– This review contains spoilers –
As some of us students enter our twenty-something years, it can be difficult to feel a sense of stability. With new friendships, relationships, housing, schedules, or a new job, life can feel overwhelming. Sometimes you just need something to hold onto and to keep you stable. Dolly Alderton’s Everything I Know About Love is just that. It is a book that will ground you in your twenty-something discomfort. It reassures you that you will move past, grow, and learn from all the mistakes you will and are making—hopefully.
In this article, I will be taking a closer look at all my favourite and not-so-favourite parts of Everything I Know About Love, and with any luck, I will encourage you to do the same, give it a read and make some opinions of your own.
For context: This memoir is from the perspective of a white middle-class woman growing up in the suburbs of England and later in London. This needs to be addressed before I continue, as her whiteness plays a big role in all of her stories. Lots of the privilege she encounters stems from her whiteness. This is not to say that it’s a negative thing or that she does not deserve all the opportunities given to her, but it is necessary to acknowledge that for a lot of her experience and opportunities—especially in her career—her whiteness definitely helped her achieve some of them.
This fact is potentially why a good amount of her story resonated with me, as it mirrors who I am: a white middle-class woman who grew up (and is still living) in a suburb.
That is not to say that this book is only for the white middle class; there are beautiful stories of self-discovery, grief, loss, friendship, family, coming of age, self-acceptance, and, of course, love. I believe everyone can find a piece of themselves or some sort of self-reflection in this book.

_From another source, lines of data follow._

PR #4371, opened 2021-03-23
Update Google Cloud LB recipe

charith-elastic:
- Update the Ingress API version as it is deprecated in all of the available GKE Kubernetes versions.
- Add an example to demonstrate serving Kibana from a path


config/recipes/gclb/README.asciidoc
```diff
@@ -56,3 +56,12 @@ Access Elasticsearch.
 ----
 curl -H "Host: elasticsearch.hulk" --resolve "elasticsearch.hulk:443:$INGRESS_HOST" -k -u "elastic:$ELASTICSEARCH_PASSWORD" 'https://elasticsearch.hulk/_cat/health?v'
 ----
+
```
pebrc, line 59: Not added in this PR but should we add a not about the minimal version of cert-manager you are expecting (I had an old one installed and need to upgrade first before this recipe worked ootb)

pebrc (approved):
LGTM

PR #4372, opened 2021-03-23
Clarify shard allocation awareness

charith-elastic:
Touch-up the sentence about why the `k8s_node_name` attribute is used to set shard allocation awareness.


barkbay (approved):
lgtm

I don’t think I have ever resonated and connected so deeply with a book in my entire life. That could simply be because I am not very well-read, or it could be because this book honestly deserves close to every good review it has received. Of course, with anything, there will be criticism, which not all, but most, I would agree with. However, overall, it is one of the best books I have read in a while. I laughed, cried, and felt like someone was grabbing my shoulders, looking into my eyes, and telling me that everything was going to be okay. Maybe it was the time in my life I was reading it, but it was like reading an older sister’s diary that she leaves specifically for you to learn and reflect on her triumphs and mistakes throughout her teens to her early thirties.
If you are a woman in your twenties (or really any person for that matter), I think this is the perfect book for you.

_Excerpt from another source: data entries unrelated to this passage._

Issue #4370, opened 2021-03-23
beat.TestFilebeatAutodiscoverRecipe is failing


thbkrkr:
`test/e2e/beat.TestFilebeatAutodiscoverRecipe/Remove_Beat_if_it_already_exists` failed in several nightly jobs:

https://devops-ci.elastic.co/job/cloud-on-k8s-e2e-tests-stack-versions/376/testReport
https://devops-ci.elastic.co/job/cloud-on-k8s-e2e-tests-eks/319/testReport/
https://devops-ci.elastic.co/job/cloud-on-k8s-e2e-tests-gke-k8s-versions/371/testReport/
https://devops-ci.elastic.co/job/cloud-on-k8s-e2e-tests-stack-versions/376/testReport/

I took a quick look and the test seems stuck at the initialization step when it tries to clean up the filebeat resource because the 
namespace is missing. The suffix is also missing from the filebeat name.

https://github.com/elastic/cloud-on-k8s/blob/ae5ab3cd5f3f1beb1e3beb2d31f8fa9064ab0fb3/test/e2e/test/beat/steps.go#L53-L58

The error is `an empty namespace may not be set when a resource name is provided`.

thbkrkr:
Closed by #4374.

PR #4339, opened 2021-03-11
Update golangci-lint

charith-elastic:
- Version of the linter used in CI is quite old and lots of improvements have been made since 
- Cleanup the config file and move exclusions inline -- which can be checked for correctness by the `nolintlint` linter.

PR #4374, opened 2021-03-23
Fix E2E builders

thbkrkr:
This fixes a bug introduced in https://github.com/elastic/cloud-on-k8s/pull/4339#discussion_r594442104.

https://github.com/elastic/cloud-on-k8s/blob/ae5ab3cd5f3f1beb1e3beb2d31f8fa9064ab0fb3/test/e2e/test/helper/yaml.go#L266-L278

```go
/*L268*/ builder = b.WithNamespace(namespace)           // ns of b value is not updated, only ns of builder
/*L277*/ builder = b.WithPodTemplateServiceAccount(sa)  // then we reset the ns of builder here
```

Relates to #4370.


barkbay (approved):
lgtm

Alderton’s writing is easy to digest, heavy at times, and funny at most. It flows effortlessly, jumping chronologically, for the most part, through her life and follows the new challenges and triumphs she faces with each new chapter.
Throughout the book, Alderton adds recipes and random lists that oddly make it feel even more personal. However, there were chapters that would revolve solely around transcripts of exaggerated emails she would receive. Emails containing an invitation to a baby shower, bachelorette party (or hen night), bridal shower, or wedding. At times, these chapters felt much longer than they were, and I often found myself scanning them, hoping that when I flipped the page, it would be its last. Oftentimes, there would be another four pages of email to run through, but it wasn’t often enough that it ruined my overall takeaway from the book.
I am someone who is lucky enough in life to have an amazing group of girlfriends who love me unconditionally, and who I love in return. This book made me even more appreciative of their place in my life, because this book—however centred it may seem on romantic love—is about how important love in friendships is too. Alderton’s connection to her friends is so beautiful. There is a chapter about living with her friends, and the beauty of getting to know a person so deeply. Her writing made me jealous that I don’t get to live with my friends, although it is not always glamorous, as she demonstrates, it still left me with a yearning to experience such a deep connection with friends.
The other side of this book deals with the price of love, the loss that comes with it. Through the years, the girls get promotions, partners, and big life changes that prompt them to leave their shared home. Alderton is the last one left in the apartment and decides to start on her own by moving into her own place for the first time in her life. The girls all come back and help her move into her new place, showing that no matter how far apart life takes them, their love for each other never fades.
My favourite chapter of the book is titled “Florence.” Florence was Alderton’s best friend’s little sister growing up, causing them, in a way, to all grow up together as sisters. She was brilliant, personable, creative, passionate, and died too young. From the start of the chapter, you can sense where it is headed, but with every flip, you hope for that fairy tale ending. Alderton writes of Florence’s aspirations of being a writer and how she was a brilliant one at that. It made the dedication of this book “For Florence Kleiner” so much more bittersweet.
Everything I Know About Love is a great quick read for whenever you find yourself in a rut and need a little bit of a change, or need something to be your companion in your twenty-something discomfort.